Mais ça, c’est ce que je faisais dans De Cape et de croc principalement. Quand j’ai décidé de travailler sur Le Baron, j’ai rajouté d’autres choses : j’ai fait des sanguines pour le pays des fromages, j’ai fait de l’aquarelle pour tout ce qu’il se passe en Russie. Alors j’ai travaillé de l’acrylique, mais en aplat, pour que ça ressemble à des images d’Épinal dans tout le prologue. L’acrylique n’est jamais exactement travaillé de la même façon. Très en épaisseur, pour tout ce qui est naïf, quand le baron raconte ses voyages sur la Lune où il va chercher sa hache qu’il a perdue, ou l’anecdote des canards. Pour le reste, j’en suis revenu à mon style sur De Cape et de croc, pour les pages intermédiaires et surtout sur les pages de la fin, quand il rentre à l’auberge pour raconter son histoire à tous ses vieux copains.
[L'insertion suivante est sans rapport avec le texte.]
PR #1049, opened 2026-08-17
feat(server): usage-limit stopped-conversation classifier + durable record (BET-1047 stage 1)

antoinedc:
Closes BET-1047 — Stage 1: usage-limit interruption detection classifier + durable record (box-side).

**Box-side only.** No renderer touched, nothing resumed (stage 2's job). Builds just the missing fact: *which conversations did a plan-usage limit actually stop*.

## What's added

- `src/server/usageStopper.mjs` — pure classifier (`classifyUsageStopped`) over the spec §4.2 string table held **as data** (`STOP_STRINGS`), so adding a reworded vendor string is a one-line edit. Also the pure at-limit predicate (`isUsageAtLimit`) and the two-signal enrolment decision (`decideUsageEnrolment`). Reuses the existing Claude auth-error predicate for exclusion; aborts + context-overflow and the throttle/overload/tier/credits negatives are structurally excluded.
- `src/server/stoppedStore.mjs` — durable record (spec §5) via the shared `statePath` + `jsonStore` atomic write; injected I/O. Lifecycle: dedupe-on-repeat (updates the entry), clear on successful run, clear on modal uncheck (disarm), list-level `lastLooked`. Publishes `usage-stopped.updated`.
- `src/server/usageStopEnroll.mjs` — the enrolment path. Watches the opencode stream: tracks each session's (provider, model, cachedTokens from `session.next.step.ended`), and on `session.error` runs BOTH signals — the refusal word-match and the provider's meter re-checked immediately via the **existing** usage adapters (`recheckAdapterAtLimit`, no second fetch) — and writes a record if either fires. Logs the complete error payload on every failed turn (spec §4.3).
- RPC channels (`usage-stopped:list / :arm / :disarm / :stamp-last-looked / :mark-ran`) wired exactly like `schedule:*`; store mutators publish on the existing bus.
- Tests: `usageStopper.test.mjs`, `stoppedStore.test.mjs`, `usageStopEnroll.test.mjs`, plus a state-sandbox canary for the new store path.

## Wiring seam (documented, not hidden)

A `session.error` event does not carry the provider; the conversation's provider/model come from the session's step events (the only box-side source — the renderer's active-model is renderer-local). The scope is exactly Claude/Codex/Kimi; a session whose provider is never observed (or a pay-as-you-go key) never enrols. Workspace is resolved best-effort from the session directory.

## Self-check (acceptance criteria)

- Refusal on any of the 3 providers → one entry with provider/model/window → 9/10
- Throttle/overload/auth/context-overflow/abort/credits → no entry → 9/10
- Fails while meter at limit + unmatched wording → enrolled → 10/10
- Two refusals, same conversation → one entry → 10/10
- Record survives restart → durable disk store + round-trip test → 8/10
- Successful run removes the row → 10/10

**Base: origin/main @ `a3a620e2`**

**Verification results:**
- PR branch (`multica/BET-1047-usage-stopped-record` @ `cbd99b84`):
  - typecheck: exit 0. Errors: none. log sha256: `782d5afa4e92bfe21d0a7a8171b670aabcdcd20d585ef1feb90a3a2bef3a9c11`
  - test: exit 0, 2263 pass / 0 fail / 0 skip. log sha256: `b44addfff1ec0087bfb29d03b54b26e67c8de2b5fc2c9640b6d63391b8ab1b7d`
- Base (`main` @ `a3a620e2`): branch is base + additive server `.mjs` (no renderer, no dependency changes); `tsc` covers the full tree, so a clean PR-branch typecheck implies a clean base typecheck. No second run needed.

### DIFF
--- a/src/server/index.mjs
+++ b/src/server/index.mjs
@@ -54,7 +54,7 @@ import {
 import { startServerUpdatePoller, createOpencodeUpdateForwarder } from "./serverUpdate.mjs";
 import { runServerSelfUpdate } from "./opencodeAdmin.mjs";
 import { startSchedulePoller, createJob, listJobs, deleteJob } from "./schedule.mjs";
-import { startUsagePoller } from "./usage.mjs";
+import { startUsagePoller, recheckAdapterAtLimit } from "./usage.mjs";
 import {
   createCapJob,
   getJob,
@@ -84,6 +84,8 @@ import {
 } from "./servePage.mjs";
 import { publishPlanBundle } from "./planRender.mjs";
 import { listPeers, inspectPeer, sendPeerMessage, resolveWorkspace } from "./peers.mjs";
+import { upsertStopped } from "./stoppedStore.mjs";
+import { createUsageStopEngine } from "./usageStopEnroll.mjs";
 import * as appControl from "./appControl.mjs";
 import { setSecret, deleteSecret, listSecrets, provideSecret } from "./secrets.mjs";
 import { createPromptDelivery } from "./promptDelivery.mjs";
@@ -347,6 +349,27 @@ const { stop: stopDeferredMobilePoller } = push.startDeferredMobilePoller();
 // indicator — see src/server/usage.mjs for that boundary.
 // eslint-disable-next-line no-unused-vars
 const { stop: stopUsagePoller } = startUsagePoller(bus);
+
+// Usage-stop enrolment (BET-1047 stage 1): derives durable "stopped
+// conversation" records from the opencode stream (see usageStopEnroll.mjs).
+// Either a refusal-word match or the provider's meter sitting at its limit
+// (re-checked on the failure via the EXISTING usage adapters) enrols a
+// conversation into the stoppedStore. observeEvent is called from the pump
+// below. Scope: the three subscription providers only.
+const usageStopEngine = createUsageStopEngine({
+  upsert: (input) => upsertStopped(input, { publish: (evt) => bus.publish(evt) }),
+  recheckAtLimit: (adapterId) => recheckAdapterAtLimit(adapterId),
+  resolveWorkspace: async (sessionId) => {
+    try {
+      const dir = await oc.getSessionDirectory(sessionId);
+      if (!dir) return "";
+      const leaf = basename(dir);
+      return leaf || dir;
+    } catch {
+      return "";
+    }
+  },
+});
 
 // Capability-job sweeper: same shape as startSchedulePoller — fails out stale
 // `running` jobs (30 min) and expired `queued` jobs (24h), then prunes terminal
@@ -891,6 +914,11 @@ const stopOpencodePump = oc.subscribeEvents((evt) => {
     delegateEngine.observeEvent(evt);
   } catch (e) {
     console.warn("[delegate] observeEvent failed:", e?.message ?? e);
+  }
+  try {
+    usageStopEngine.observeEvent(evt);
+  } catch (e) {
+    console.warn("[usage-stop] observeEvent failed:", e?.message ?? e);
   }
   // Auto-recover expired Claude credentials (server-side; works with no client attached).
   oc.maybeRecoverCredentials(evt).catch(() => {});
--- a/src/server/rpc.mjs
+++ b/src/server/rpc.mjs
@@ -15,6 +15,13 @@ import {
 } from "../shared/streamInterpretation.mjs";
 import { listJobs as scheduleListJobs, deleteJob as scheduleDeleteJob, createJob as scheduleCreateJob } from "./schedule.mjs";
 import { listSnapshots as usageListSnapshots } from "./usage.mjs";
+import {
+  listStopped as usageStoppedList,
+  armStopped as usageStoppedArm,
+  disarmStopped as usageStoppedDisarm,
+  stampStoppedLastLooked as usageStoppedStampLastLooked,
+  markStoppedRan as usageStoppedMarkRan,
+} from "./stoppedStore.mjs";
 import { listHooks as webhookListHooks, deleteHook as webhookDeleteHook } from "./webhooks.mjs";
 import { listPages as servePageListStore } from "./servePage.mjs";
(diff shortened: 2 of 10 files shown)


antoinedc:
## Review — BET-1047 stage 1 (usage-limit classification + durable record)

**Verdict: 0 Blocks, 1 Question, 2 nits.** See the Question below before merge.

### Mechanical gate
- **Base freshness:** PR branches exactly at `origin/main @ a3a620e2` (merge-base == current main tip). No stale base.
- **Typecheck:** `npm run typecheck` → exit 0, no errors (matches the reported log `782d5afa…a9c11`).
- **Tests:** `npm test` → 2263 pass / 0 fail / 0 skip (matches reported `b44addff…8ab1b7d`). I ran both independently on the PR branch; results match exactly.
- **Anti-spaghetti report:** 1 low-token clone (`disarmStopped` ↔ `markStoppedRan`), self-duplication of the remove-a-row lifecycle the PR introduced — see Nit below. No dead code left behind.

### What checks out (verified independently)
- Scope is exactly Claude/Codex/Kimi; renderer untouched; nothing resumed; no second poller/fetch; existing event bus + auth predicate + adapters reused.
- Classifier: `STOP_STRINGS` holds all wordings as data (spec `§4.2`); case-insensitive substring over name+message; negative-first so a throttle/tier/credit wording beats a coincidental positive substring; dedupe-decision never for unknown providers.
- Meter correlation re-checks through the **existing** adapter `detect`+`fetch` (`recheckAdapterAtLimit`), not a second fetch.
- Record: spec `§5` fields exactly; lifecycle for repeat (upsert/attempts), disarm, success-clear, `lastLooked`; atomic write via shared `statePath` AND a state-sandbox canary in `stateSandbox.test.mjs`.
- Instrumentation `§4.3`: complete error payload logged on every `session.error`.
- RPC channels follow the `schedule:*`/`usage:list` shape; each mutator publishes `usage-stopped.updated`.
- Test coverage matches the required suite: every positive/negative string, correlation both ways, dedupe, success/unarm clear, durable round-trip, sandbox canary.

### Question (return to implementer)
**How should the meter-correlation signal treat a *known non-limit* wording?** The acceptance criterion states: *"A throttle, an overload, … and a credits/overage refusal each land **no** entry."* But the enrolment path only suppresses the correlation signal for abort/context-overflow (`isNonLimitFailure`) and Claude auth errors — it does **not** suppress it for the negative/never-enrol wordings. So a turn whose error matches a **negative** (e.g. Claude `temporarily limiting requests` / `usage credits are required`, Codex `rate_limit_exceeded`, Kimi `engine is currently overloaded`) **will still enrol when that provider's meter re-checks at limit** (`decideUsageEnrolment({ match: {enrolled:false}, atLimit:true })` → enrol). There is also no test for "negative wording + meter at limit" (the at-limit suppression tests cover only abort/overflow/auth).

This is genuinely ambiguous in the spec: `§4.1` says throttles/credits never enrol, while `§4` signal 2 is deliberately fuzzy and `§11` blesses correlation over-enrolment ("nothing resumes without the user checking it"). Please either:
- **(a)** confirm the correlation is intended to override the never-enrol list (and add a test documenting `throttle/credits + at-limit` behaviour), or
- **(b)** make a known negative wording suppress the correlation signal too (aligning with the acceptance's categorical "no entry"), with the corresponding test.

### Nits
- **Duplicate lifecycle helpers.** `disarmStopped` and `markStoppedRan` in `stoppedStore.mjs` are byte-for-byte the same remove-a-row-by-conversation + publish shape (jscpd flags it). Consider a shared `removeStopped(conversation)` used by both — low priority, semantics differ (explicit "no" vs success).
- Consider raising the enrolment `recheckAtLimit`/classifier failures trace level (currently swallowed) so a broken re-check is observable in the logs you're trying to build up.

antoinedc:
**Review Question (cycle 2) — "correlation signal overrides never-enrol negatives":** addressed with a code change.

The reviewer was right: previously the negatives only suppressed the *word-match* signal; the meter-correlation signal (`atLimit`) would still enrol a throttle / credit / tier refusal that fired while the provider sat at 100%. The negatives are spec-§4.1 "must not enrol" and must be load-bearing against BOTH signals.

Fix in `src/server/usageStopper.mjs`:
- The classifier now distinguishes `{enrolled:false}` (no match — correlation may still enrol) from `{enrolled:false, neverEnrol:true}` (an explicit never-enrol: auth failure, abort / context-overflow, or an affirmative NOT-quota phrase).
- `decideUsageEnrolment` now makes `neverEnrol` beat the correlation — only a plain no-match falls through to the meter correlation.

New tests pin the case in both the classifier and the enrolment path (`usageStopper.test.mjs`, `usageStopEnroll.test.mjs`): throttle at-limit, credits/overage at-limit, codex overload at-limit, kimi tier at-limit → all land **no** entry. 2266 tests pass, typecheck clean.

antoinedc:
## Re-check (cycle 2) — Question resolved ✓

Verified the fix in the updated branch (`@ 32c96d90`):

- **Classifier** now returns a distinct `{ enrolled:false, neverEnrol:true }` for auth failures, aborts/context-overflow, unknown providers and affirmative NOT-quota phrases (throttle/overload/tier/credits), vs a plain `{ enrolled:false }` for "no match and nothing opposed".
- **`decideUsageEnrolment`** now lets `neverEnrol` suppress the meter-correlation signal, so a throttle/credit/overload/tier refusal that fires while a provider sits at its limit is no longer mislabelled a plan-limit stop. This directly resolves the acceptance gap and spec `§4.1`.
- **Tests pin it at both layers** (classifier + enrolment path): throttle, `usage credits are required`, codex `server_is_overloaded`, kimi tier-entitlement — all at `atLimit:true` → **no** entry.
- **Gate:** `npm run typecheck` exit 0; `npm test` 2266 pass / 0 fail / 0 skip (re-ran independently; matches the report).

**Verdict: 0 Blocks, 0 Questions, 2 nits (unchanged, non-blocking):** the `disarmStopped`/`markStoppedRan` duplicate-helper nit, and the swallowed `recheckAtLimit`/classifier failure-trace nit. Approving — routing to `manta-pm` for merge.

Jean-Luc Masbou © Delcourt

C’était un argument narratif et stylistique d’employer pleins de techniques différentes et de faire une espèce de melting pot comme ça ?

Oui, j’ai des techniques de narration qui incluent une vieille recette qui me vient de ma culture cinématographique. Quand on raconte une scène, il y a une ambiance et cette ambiance doit être différente à chaque fois pour qu’on ait vraiment l’impression de changer d’endroit au niveau de la narration. Ça me vient de Conan le barbare de John Milius où, surtout dans le début du film, on a une suite de sketches et on voit bien parrallèlement que le personnage voyage sur des centaines de kilomètres. Parce qu’à chaque fois qu’il se trouve dans un endroit, la photographie est toujours différente grâce à des ambiances colorées. Il n’y a jamais deux ambiances de taverne qui sont pareilles : un coup c’est plus rouge, un coup c’est plus ocre, un coup il y a plus de fumée, un coup il y en a moins. J’y tiens beaucoup.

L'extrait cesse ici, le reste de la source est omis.